Emotional Blackmail

See that link in the side-bar? It’s already half-way through (Inter)National Delurking Week.

At the moment I am getting at least 300 hits a day. I know some of you, bless your dear kind hearts, are clicking over here repeatedly to check I haven’t crash-landed in Drama Territory again while you were having lunch, which is inflating the figure, but still, even before this blog got all exciting I was getting 100 or so hits a day. You can’t all be googlers looking for ‘pins stabbed in nuts’ and ‘damn hemophiliacs’.

And I know I have 61 followers on Google Reader. Hello, you guys! I love you to bits for liking my nonsense that much.

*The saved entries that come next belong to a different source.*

PR #170, opened 2016-02-18
[feature] db session contextmanager

icereval:


icereval:
Needs functional review, basic testing shows a few initial issues.

chennan47:
After cleanup db and login and then choose a project to sync, get this error and after a while app quit itself.
screen shot 2016-02-18 at 9 48 01 am

chennan47:
I still got the error message in the log above, but now it doesn't quit the app. However, sync projects is slow and sometimes freeze.

osfoffline/database/__init__.py
```diff
@@ -30,4 +32,5 @@ def drop_db():
 
 def clear_models():
     for model in CORE_OSFO_MODELS:
-        Session().query(model).delete()
+        with Session() as session:
```
chrisseto: The for loop should be within the context manager

PR #187, opened 2016-05-17
Feature/tmpfiles

chrisseto:


osfoffline/sync/ext/watchdog.py
```diff
@@ -1,242 +1,83 @@
...
+    if event.is_directory:
+        return None
+
     try:
         node = utils.extract_node(event.src_path)
-    except NodeNotFound:
-        db_file = None
-    else:
         db_file = utils.local_to_db(event.src_path, node, check_is_folder=False)
+        if db_file:
```
samchrisinger: Can you `try` to keep this out of the try/except block?

osfoffline/sync/ext/watchdog.py
```diff
@@ -1,242 +1,83 @@
...
-                        #   eg saving in vim or replacing a file in finder.
-                        Event = DirModifiedEvent if event.is_directory else FileModifiedEvent
-                        event = Event(event.src_path)
-                self._event_cache[parts] = event
-
-            logger.debug('Create cache: {}'.format(self._create_cache))
-            logger.debug('Event cache: {}'.format(self._event_cache))
+            try:
+                event.sha256 = sha256_from_event(event)
+            except FileNotFoundError:
```
samchrisinger: Might be good to move this to `sha_256_from_event` (other error handling is already happening there)

osfoffline/sync/local.py
```diff
@@ -107,28 +110,27 @@ def on_created(self, event):
...
     def on_deleted(self, event, *args, is_folder=False, **kwargs):
-        logger.info('Deletion event for {}: {}'.format('directory' if event.is_directory else 'file',
-                                                       event.src_path))
+        logger.info('Deletion event for {}: {}'.format('directory' if event.is_directory else 'file', event.src_path))
         # A hack: override checking if the passed path is a directory. Since Windows
         # emits folder deletion events as file deletes we need to ignore whether or not
         # a delete event is for a folder. Since the RemoteDelete operation works identically
         # for files and folders we can get away with this here.
         context = OperationContext(local=Path(event.src_path), check_is_folder=False)
+        context.db  # noqa
```
samchrisinger: ew

osfoffline/sync/utils.py
```diff
@@ -0,0 +1,154 @@
...
+        self._hash_pool.clear()
+
+    def push(self, event):
+        self._events.append(event)
+
+        self._push(event.src_path, event)
+        if event.event_type == EVENT_TYPE_MOVED:
+            self._push(event.dest_path, event, self._pool[event.src_path])
+
+    def _push(self, path, event, item=None):
```
samchrisinger: It might be clearer to handle the case where `item` is explicitly passed first.

samchrisinger:
I think we're dealing with the harsh reality that there will be at least one terrible function to handle event consolidation. My comments are all related to readabilty, and I won't claimed to have grokked the branchiing logic in `_push`, but overall this seems like an improvement.

chrisseto:
4 `if`s are better than 30 👍

samchrisinger:
wooo

PR #3307, opened 2024-07-04
fix: flaky extension test for shortcut links

sshanzel:
## Changes
- Fix the extension flaky test. Sometimes the evaluation happens without the re-render not yet finished. Hence, flaky result.

## Events

## Experiment

## Manual Testing

> [!CAUTION]

### Preview domain
https://fix-flaky-extension.preview.app.daily.dev

### DIFF
--- a/packages/extension/src/newtab/ShortcutLinks.spec.tsx
+++ b/packages/extension/src/newtab/ShortcutLinks.spec.tsx
@@ -70,14 +70,7 @@ jest.mock('webextension-polyfill', () => {
   };
 });
 
-beforeEach(() => {
-  nock.cleanAll();
-  jest.clearAllMocks();
-});
-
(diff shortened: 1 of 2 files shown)


packages/extension/src/newtab/ShortcutLinks.spec.tsx
```diff
@@ -94,7 +94,6 @@ const defaultSettings: RemoteSettings = {
     'http://custom2.com',
     'http://custom3.com',
     'http://custom4.com',
-    'http://custom5.com',
```
sshanzel, line 97: Had to reduce the amount to make it easier to debug since the count for placeholder and this list is the same. Also why I had to reduce the count of the tests below by 1.

rebelchris (approved):

PR #3311, opened 2024-07-05
fix: showing streak when disabled

sshanzel:
## Changes
- Was not able to reproduce the actual issue but I observed all the evaluations we did when not showing the milestone.
- The only evaluation that could be the fault is the checking of actions they've made to hide the popup.
- There could be a race where the value returned is `undefined` which is considered as falsy.
- Also refactored usage of let. Not a fan of it as it is prone to being mutated somewhere else.

## Events

## Experiment

## Manual Testing

> [!CAUTION]

MI-410

### Preview domain
https://mi-410.preview.app.daily.dev


rebelchris (approved):
Worth a try. Agree let are not ideal. Think i vaguely remember it being a discussion on the initial PR

nensidosari (approved):
Lets try 🙌

PR #3315, opened 2024-07-05
feat: slack integration

capJavert:
## Changes

Slack integration
- new settings section for managing this and future integrations
- slack connect button on squad pages (visible to admins)
- slack modal for managing slack <-> source integrations
- new hooks for managing integrations and slack oauth
- new hook for joining private source from post page

For more info/testing also see [here](https://dailydotdev.slack.com/archives/C0795F3KKAP/p1723017198466439)

## Events

| New | set integration | target_id: slack, extra: { source } |
| New | remove integration | target_id: slack, extra: { source } |
| New | revoke integration access | target_id: slack |
| New | start adding workspace | target_id: slack, extra: { origin, source } |
| New | start adding integration | target_id: slack, extra: { source, has_integrations }) |
| New | manage integration | target_id: slack, extra: { source } |

## Experiment

## Manual Testing

> [!CAUTION]

AS-473
AS-474
AS-475

### Preview domain
https://as-413-slack-integration.preview.app.daily.dev


packages/shared/src/components/MainLayout.tsx
```diff
@@ -154,8 +154,14 @@ function MainLayoutComponent({
...
 
+  const ignoredUtmMediumForLogin = ['slack'];
   const utmSource = router?.query?.utm_source;
-  const shouldShowLogin = !user && isAuthReady && utmSource === 'notification';
+  const utmMedium = router?.query?.utm_medium;
+  const shouldShowLogin =
+    !user &&
+    isAuthReady &&
+    utmSource === 'notification' &&
+    !ignoredUtmMediumForLogin.includes(utmMedium as string);
```
rebelchris, line 164: Lol this is gonna be a pain 😂

packages/shared/src/components/modals/SlackIntegrationModal.tsx
```diff
@@ -0,0 +1,351 @@
...
+
+  const { data: sourceIntegration } = useSourceIntegration({
+    userIntegrationType: UserIntegrationType.Slack,
+    sourceId: source.id,
+  });
+
+  const { data: slackIntegrations, isLoading: isLoadingIntegrations } =
+    useIntegrations({
+      queryOptions: {
+        select: useCallback((data) => {
```
rebelchris, line 64: This is just a future proofing for different integrations?
Feels like a lot of overhead now, but maybe it's fine.

Just wondering if `useIntegrations` is still valid, but then have a `useSlackIntegration` which does abstraction on top is better?

packages/shared/src/components/modals/SlackIntegrationModal.tsx
```diff
@@ -0,0 +1,351 @@
...
+  const modalProps: ModalProps = {
+    kind: Modal.Kind.FlexibleCenter,
+    size: Modal.Size.XSmall,
+    isDrawerOnMobile: true,
+    ...props,
+  };
+
+  if (isLoadingIntegrations) {
+    return (
+      <Modal {...modalProps}>
```
rebelchris, line 144: Won't this flash? by showing/hiding a whole modal?

packages/shared/src/components/modals/SlackIntegrationModal.tsx
```diff
@@ -0,0 +1,351 @@
...
+        <Modal.Body className="flex items-center justify-center">
+          <Loader />
+        </Modal.Body>
+      </Modal>
+    );
+  }
+
+  if (noIntegrations) {
+    return (
```
rebelchris, line 153: I'm kind of wondering if we should not just change only the inside of the modal, not the full modal?

packages/shared/src/components/modals/SlackIntegrationModal.tsx
```diff
@@ -0,0 +1,351 @@
...
+              return (
+                <span className="flex gap-2 typo-callout">
+                  <ItemIcon />
+                  {slackIntegrations[index].name}
+                </span>
+              );
+            }}
+            icon={<SlackIcon />}
+            options={slackIntegrations?.map((item) => item.name)}
+            onChange={(value, index) => {
```
rebelchris, line 255: Quite a lot of big inline functions, can we somehow maybe move them top level or to a hook?

packages/shared/src/components/modals/SlackIntegrationModal.tsx
```diff
@@ -0,0 +1,351 @@
...
+            color={TypographyColor.Tertiary}
+          >
+            Select channels
+            {!!channels?.length && (
+              <Typography
+                className="ml-1 flex min-h-6 min-w-6 items-center justify-center rounded-full bg-surface-float p-0.5"
+                tag={TypographyTag.Span}
+                type={TypographyType.Callout}
+                color={TypographyColor.Tertiary}
+                bold={false}
```
rebelchris, line 288: Isn't this the default?

packages/shared/src/components/modals/SlackIntegrationModal.tsx
```diff
@@ -0,0 +1,351 @@
...
+              </Typography>
+            )}
+          </Typography>
+          {!!channels?.length && (
+            <Dropdown
+              placeholder="Select channel"
+              shouldIndicateSelected
+              buttonSize={ButtonSize.Medium}
+              iconOnly={false}
+              key="feed"
```
rebelchris, line 300: feed is ok, not sure it's used already?

packages/shared/src/hooks/integrations/useIntegration.ts
```diff
@@ -0,0 +1,111 @@
...
+  removeSourceIntegration: ({
+    sourceId,
+    integrationId,
+  }: {
+    sourceId: string;
+    integrationId: string;
+  }) => Promise<void>;
+};
+
+export const useIntegration = (): UseIntegration => {
```
rebelchris, line 32: Why did you split between singular and not?

packages/shared/src/lib/integrations.ts
```diff
@@ -0,0 +1,38 @@
...
+};
+
+export const getIconForIntegration = (
+  type: UserIntegrationType,
+): FunctionComponent<IconProps> => {
+  return integrationTypeToIconMap[type] || AppIcon;
+};
+
+export const deleteSourceIntegrationPromptOptions: PromptOptions = {
+  title: labels.integrations.prompt.deleteSourceIntegration.title,
```
rebelchris, line 23: Are these actually re-used or only in this file? (the labels)

rebelchris (commented):
Nice work, mainly some questions, feel free to re-request review.

omBratteng:
image
Are these buttons supposed to be different sizes?

And it feels off/ strange that the close button hovers over the image that way 😬

packages/shared/src/lib/integrations.ts
capJavert: for now no, but was easier to just push them to lib because they could easily be

packages/shared/src/hooks/integrations/useIntegration.ts
capJavert: yeah, naming wise maybe a bit confusing but basically useIntegrations is query to list integration and this hook is more of a util for mutations, I might refactor query ones to `useIntegrationsQuery` and so on.

packages/shared/src/components/modals/SlackIntegrationModal.tsx
capJavert: it is per component, but yeah, better to update, its weird

packages/shared/src/components/modals/SlackIntegrationModal.tsx
capJavert: it does not from what I see, but regarding your comment https://github.com/dailydotdev/apps/pull/3315#discussion_r1709628746 I will refactor the insides

packages/shared/src/components/modals/SlackIntegrationModal.tsx
capJavert: its valid yes because `useSlackIntegration` checks single integration for source

packages/shared/src/components/MainLayout.tsx
capJavert: yep 😆

packages/shared/src/components/modals/SlackIntegrationModal.tsx
capJavert: Refactored here 46ae06df59c3cda83080ad6b1bdfc273e8a6d3e4

packages/shared/src/hooks/integrations/useIntegration.ts
capJavert: Renamed all query based hooks to end with `Query` so they don't overlap with utility hooks 438fa52b6d4f30cb652b2ea5ba8b3ae2c1677c9f

capJavert:
@omBratteng fixed the modal close button and sizes.

omBratteng:
image

omBratteng:
After I connect, `?lzym=slackIntegration` gets added to URL. This should maybe removed from URL after I've pressed save or closed the modal?

capJavert:
image

@omBratteng hopefully fixed!

packages/shared/src/lib/integrations.ts
rebelchris: Yeah no big feelings about it but wondering if it was one spot injection or not.

packages/shared/src/components/typography/Typography.tsx
```diff
@@ -62,9 +64,16 @@ export function Typography<TagName extends AllowedTags>({
...
+  truncate = false,
   ...props
 }: TypographyProps<TagName>): ReactElement {
-  const classes = classNames(className, type, { 'font-bold': bold }, color);
+  const classes = classNames(
+    className,
+    type,
+    { 'font-bold': bold },
+    color,
+    truncate && truncateTextClassNames,
```
rebelchris, line 75: Oh nice addition!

You know where I’m going with this. You’re all intelligent and lovely.

Delurk!

Oh, go on. I’m house-bound and bored and scared and daren’t hope for anything wonderful in case I burst into tears right now and then have to take it all back next Monday. Say hi. Help a girl out of her Slough of Despond. Distract me from the drivelling sludge of terror filling my hind-brain. Tell me about YOU, I’d really love to know a little about YOU, (and how/why/when you found me, if you’re feeling generous about fuelling my slightly whiny ego). I’ve even enabled completely anonymous comments for the rest of the week, so you can carry on lurking really. Just, you know, rustle or something.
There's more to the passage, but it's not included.